**Work instructions:**
Print the lines below exactly as written, with none missing.
──────── Records to process ────────
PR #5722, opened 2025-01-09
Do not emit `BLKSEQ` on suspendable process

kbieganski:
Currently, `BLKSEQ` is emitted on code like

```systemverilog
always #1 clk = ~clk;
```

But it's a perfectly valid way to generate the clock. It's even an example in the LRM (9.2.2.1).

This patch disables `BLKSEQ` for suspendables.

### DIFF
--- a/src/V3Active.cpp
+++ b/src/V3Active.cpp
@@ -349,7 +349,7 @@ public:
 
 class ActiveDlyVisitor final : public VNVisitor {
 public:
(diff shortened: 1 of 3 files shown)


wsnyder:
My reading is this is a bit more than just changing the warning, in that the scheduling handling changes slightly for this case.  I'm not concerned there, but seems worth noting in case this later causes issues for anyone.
────────
**Result for this task:**
PR #5722, opened 2025-01-09
Do not emit `BLKSEQ` on suspendable process

kbieganski:
Currently, `BLKSEQ` is emitted on code like

```systemverilog
always #1 clk = ~clk;
```

But it's a perfectly valid way to generate the clock. It's even an example in the LRM (9.2.2.1).

This patch disables `BLKSEQ` for suspendables.

### DIFF
--- a/src/V3Active.cpp
+++ b/src/V3Active.cpp
@@ -349,7 +349,7 @@ public:
 
 class ActiveDlyVisitor final : public VNVisitor {
 public:
(diff shortened: 1 of 3 files shown)


wsnyder:
My reading is this is a bit more than just changing the warning, in that the scheduling handling changes slightly for this case.  I'm not concerned there, but seems worth noting in case this later causes issues for anyone.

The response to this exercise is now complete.